The Road That Doesnt Glitter

I have discovered, over the last 20 or so odd years, that the majority of authors tend to steer away from the gritty side of reality. Now, I’m not talking about psychological thrillers and autobiographies of young Hollywood starlets with coke addictions, what I’m talking about is the full rang of emotions people feel during loss.

When Kristen sent me “Homefront” I thought…”wow… this seems kind of interesting…” but I was in no way prepared for what I read.

For at least 9 years now our country has been dealing with some pretty radical changes. 1. We had our hearts crushed as we watched 2 of NYC’s most prominent features burn to the ground. 2. Our worlds were turned upside down with the decline of what was once a steady economy, and 3. We waved to our sons, husbands, brothers, uncles, and friends as they packed their gear and headed off to war.

It’s hard to image what it feels like to watch a loved one go off to war, unless you have been in those shoes. It’s hard to image the tricks your mind plays on you or the damage the absence can do to your physical body. It’s hard to image what it feels like to wake up everyday hoping that there isn’t a knock on your door.

Mia is 1 half of a whole…Jake is the other half, and now Jake is gone.

The events that unfold after he leaves is just a small glimpse into the life of a soldiers other half. Without the stability of marriage or an engaging job Mia is left with nothing to do but cope with the facts of life, but when coping consist of bottomless bottles of booze and a broken home, it becomes the most difficult adjustment in the world. What happens to the mind when it can’t get past loss? What happens to the mind when it can’t see past the haze of being alone?
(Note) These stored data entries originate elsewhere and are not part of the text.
PR #2439, opened 2022-06-03
Make FFmpeg log level configurable

mthrok:
and set the default level to 8 for less verbose logging.

Undesired logs are one of the loudest UX complains we get.
Yet, loading media files involves uncertainty which is
difficult to debug without debug log.

This commit introduces utility functions to configure logging level
so that we can ask users to enable it when they encounter an issue,
while defaulting to non-verbose option.

### DIFF
--- a/test/torchaudio_unittest/common_utils/case_utils.py
+++ b/test/torchaudio_unittest/common_utils/case_utils.py
@@ -8,6 +8,7 @@ import time
 import unittest
 
 import torch
+import torchaudio
 from torch.testing._internal.common_utils import TestCase as PytorchTestCase
 from torchaudio._internal.module_utils import (
     is_kaldi_available,
@@ -112,22 +113,8 @@ class TorchaudioTestCase(TestBaseMixin, PytorchTestCase):
     pass
 
 
-_IS_FFMPEG_AVAILABLE = None
-
-
 def is_ffmpeg_available():
-    if _eval_env("TORCHAUDIO_TEST_IN_FBCODE", default=False):
-        return True
-
-    global _IS_FFMPEG_AVAILABLE
-    if _IS_FFMPEG_AVAILABLE is None:
-        try:
-            from torchaudio.io import StreamReader  # noqa: F401
-
-            _IS_FFMPEG_AVAILABLE = True
-        except Exception:
-            _IS_FFMPEG_AVAILABLE = False
-    return _IS_FFMPEG_AVAILABLE
+    return torchaudio._extension._FFMPEG_INITIALIZED
 
 
 _IS_CTC_DECODER_AVAILABLE = None
--- a/test/torchaudio_unittest/utils/ffmpeg_utils_test.py
+++ b/test/torchaudio_unittest/utils/ffmpeg_utils_test.py
@@ -1,0 +1,22 @@
+from torchaudio.utils import ffmpeg_utils
+from torchaudio_unittest.common_utils import PytorchTestCase, skipIfNoFFmpeg
+
+
+@skipIfNoFFmpeg
+class TestFFmpegUtils(PytorchTestCase):
+    """Smoke test for ffmpeg_utils module"""
+
+    def tearDown(self):
+        ffmpeg_utils.set_log_level(8)
+        super().tearDown()
+
+    def test_get_log_level(self):
+        """`get_log_level` does not exhibit abnormal behavior"""
+        for _ in range(10):
+            ffmpeg_utils.get_log_level()
+
+    def test_set_log_level(self):
+        """`set_log_level` persists log level"""
+        for i in range(-100, 100):
+            ffmpeg_utils.set_log_level(i)
+            assert ffmpeg_utils.get_log_level() == i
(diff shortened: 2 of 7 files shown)


torchaudio/utils/ffmpeg_utils.py
```diff
@@ -0,0 +1,47 @@
...
+    return torch.ops.torchaudio.ffmpeg_get_log_level()
+
+
+def set_log_level(level: int):
+    """Set the log level of FFmpeg (libavformat etc)
+
+    Arguments:
+        level (int): Log level. The larger, the more verbose.
+
+            The following values are valid values, the corresponding ``ffmpeg``'s
```
carolineechen, line 18: what happens if they enter an invalid value? should we add a check?

carolineechen (commented):
utility function looks good, just want to double check default log value -- description mentions 0 but it is 8 in the code. generally enabling it for errors (16) by default makes more sense to me, but do you find this to be too noisy?

> we can ask users to enable it when they encounter an issue
is there a good place we could add this message upon failure so users are aware of this log setting utility

torchaudio/utils/ffmpeg_utils.py
mthrok: I think they will boil down to a simple level comparison, so it's safe to put other values.

https://ffmpeg.org/doxygen/4.1/log_8c_source.html#l00316

It's just normally, log-levels are set by `ffmpeg` CLI, which exposes the listed values. Let me rephrase, `common values`, instead of saying `valid values`.

mthrok:
> description mentions 0 but it is 8 in the code. 

Description also says 8. In test code it's reset to 0. 

> generally enabling it for errors (16) by default makes more sense to me, but do you find this to be too noisy?

16 can repeat messages across decoding units, so, decoding one audio file can still flood the log.

> is there a good place we could add this message upon failure so users are aware of this log setting utility

Decoder errors are not necessarily failure, that's why it's tricky. You would still get the tensor and keep going. But if you are training a model with many files, then the size of the training log could blow up with the decoding issues that is not an issue for DL practitioners.

carolineechen (approved):
>Description also says 8.

I meant it says 0 in the PR description, but yea code looks good if 8 is intended.

For the second point, was more wondering if there was a good spot in the ffmpeg documentation or logging output to let users know that this logging functionality exists (this is not blocking)

test/torchaudio_unittest/utils/ffmpeg_utils_test.py
```diff
@@ -0,0 +1,22 @@
+from torchaudio.utils import ffmpeg_utils
+from torchaudio_unittest.common_utils import skipIfNoFFmpeg, PytorchTestCase
+
+
+@skipIfNoFFmpeg
+class TestFFmpegUtils(PytorchTestCase):
+    """Smoke test for ffmpeg_utils moduls"""
```
hwangjeff, line 7:
```suggestion
    """Smoke test for ffmpeg_utils module"""
```

test/torchaudio_unittest/common_utils/case_utils.py
```diff
@@ -112,22 +113,8 @@ class TorchaudioTestCase(TestBaseMixin, PytorchTestCase):
...
-    global _IS_FFMPEG_AVAILABLE
-    if _IS_FFMPEG_AVAILABLE is None:
-        try:
-            from torchaudio.io import StreamReader  # noqa: F401
-
-            _IS_FFMPEG_AVAILABLE = True
-        except Exception:
-            _IS_FFMPEG_AVAILABLE = False
-    return _IS_FFMPEG_AVAILABLE
+    return torchaudio._extension._FFMPEG_INITIALIZED
```
hwangjeff, line 117: does this change relate to log level configurability?

hwangjeff (commented):
have you considered introducing constants for the different log levels, e.g. `FATAL` and `WARNING`, similar to `logging`?

test/torchaudio_unittest/common_utils/case_utils.py
mthrok: not technically. but as I write the test, I realized that the logic is duplicated in library and test util.

mthrok:
> I meant it says 0 in the PR description, but yea code looks good if 8 is intended.
> 

Oh my bad, fixed the description. 

> For the second point, was more wondering if there was a good spot in the ffmpeg documentation or logging output to let users know that this logging functionality exists (this is not blocking)

Good point, let me update the doc.

mthrok:
> have you considered introducing constants for the different log levels, e.g. `FATAL` and `WARNING`, similar to `logging`?

I thought about it, but unlike the `logging` module which is all about logging, this utility module is things more general about ffmpeg runtime configuration, so, I did not think putting alias at module level makes much sense, then thought adding some ENUM-like features for the `set_log_level` is kinda overkill.

mthrok:
@carolineechen let me revert the default log level modification, as it might be disruptive if other libraries / existing code base expects log level with already set.

hwangjeff (approved):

What happens to a persons will to live, when they think their “heart” is dead?

“Kristen Tsetsi” did what most authors wouldn’t dare do… she wrote the ugly side of waiting. She wrote it without flowery words or manipulated perception…what she wrote was, simply put, the truth. I have cried while reading before (you already know this) but never once has it been because of raw unbridled emotion. “Homefront” made me realize that things aren’t always so peachy on the other side, that people are damaged…or can get damaged very easily. I said that the writing wasn’t flowery, but that doesn’t take away from the brilliantness of it, writing this novel, in any other way, would have been inconceivable. To change it would be a crime.

I understand the necessity for people to read “happy,” I understand that 90% of the time, when someone decides to read a book they want to escape from the realities of everyday life, and I know that this book is by no means consoling, happy, or light hearted…but I still think it deserves your time.

Grab this book. Read this book. Then put it down and never pick it up again.

Not because it’s not great, but because sometimes the lesson only needs to be taught once.

Happy reading my fellow Kindle-ites and remember: This is your moment to walk a mile in their shoes, don’t miss that opportunity!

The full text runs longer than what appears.